À la suite d’un rassemblement de fidèles musulmans venus prier dans les rues de Montréal en juin dernier, le gouvernement québécois a confirmé, fin août 2025, son intention d’interdire la prière dans les lieux publics. Ce projet de loi, qui concernerait toutes les confessions religieuses, vise à « renforcer la laïcité » dans la province. Il sera débattu à l’automne à l’Assemblée nationale du Québec, avec pour objectif une adoption avant la fin de l’année, comme l’avait annoncé le Premier ministre François Legault en décembre 2024.

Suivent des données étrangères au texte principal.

PR #8789, opened 2025-02-10
Orvibo MixSwitch 4 gang converter update

vilaemail:
Changes:
- Add manufacturer specific custom commands (so they can be executed from dev console or by publishing to MQTT)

Cette annonce suscite de vives réactions, notamment au sein de l’Église catholique. Mgr Christian Lépine, archevêque de Montréal, a rappelé l’importance de la prière dans la vie sociale, qu’elle soit privée ou publique. Citant l’Évangile selon saint Matthieu : « Car là où deux ou trois sont réunis en mon nom, je suis là, au milieu d’eux » (Mt 18, 20), il insiste sur la dimension spirituelle et communautaire de la prière dans l’espace public.
Mgr Lépine met en garde contre une confusion entre « neutralité de l’État » et « neutralisation de la société », soulignant que ce projet de loi soulève « de sérieuses inquiétudes quant au respect des libertés fondamentales dans une société démocratique ». Pour lui, « la liberté religieuse ne se limite pas aux lieux de culte : elle constitue une composante essentielle du vivre-ensemble. Restreindre la prière à la sphère privée reviendrait à réduire l’espace de liberté de toute la société ».